**Task material:**
PR #138, opened 2022-03-24
use artifact to generate results directory name

rmudambi:
### Description

- *Category*: bugfix
- *JIRA issue*: [MIC-2969](https://jira.ihme.washington.edu/browse/MIC-2969)

Use the artifact path to determine output directory name rather than the model-spec path.

### Testing
Ran psimulate and saw that the output directory was named as expected

### DIFF
--- a/src/vivarium_cluster_tools/psimulate/paths.py
+++ b/src/vivarium_cluster_tools/psimulate/paths.py
@@ -70,7 +70,7 @@ class OutputPaths(NamedTuple):
         cls,
         *,
         command: str,
-        input_model_specification_path: Optional[Path],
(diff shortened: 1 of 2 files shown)


albrja (approved):

mattkappel:
What is the argument for making this change? I presume it's uncontroversial because both names are usually the same, right? Still, it seems unintuitive to have output path depend on the artifact path.

rmudambi:
Currently they don't go into location-specific directories, as there is only one model spec file for a given model, even if we run across multiple locations. It makes sense for the directories to match the input data, as that is the differentiator.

**Exercise description:**
For the word "artifact", state how many lines of the entries contain it, with nothing else.

**Response to this task:**
3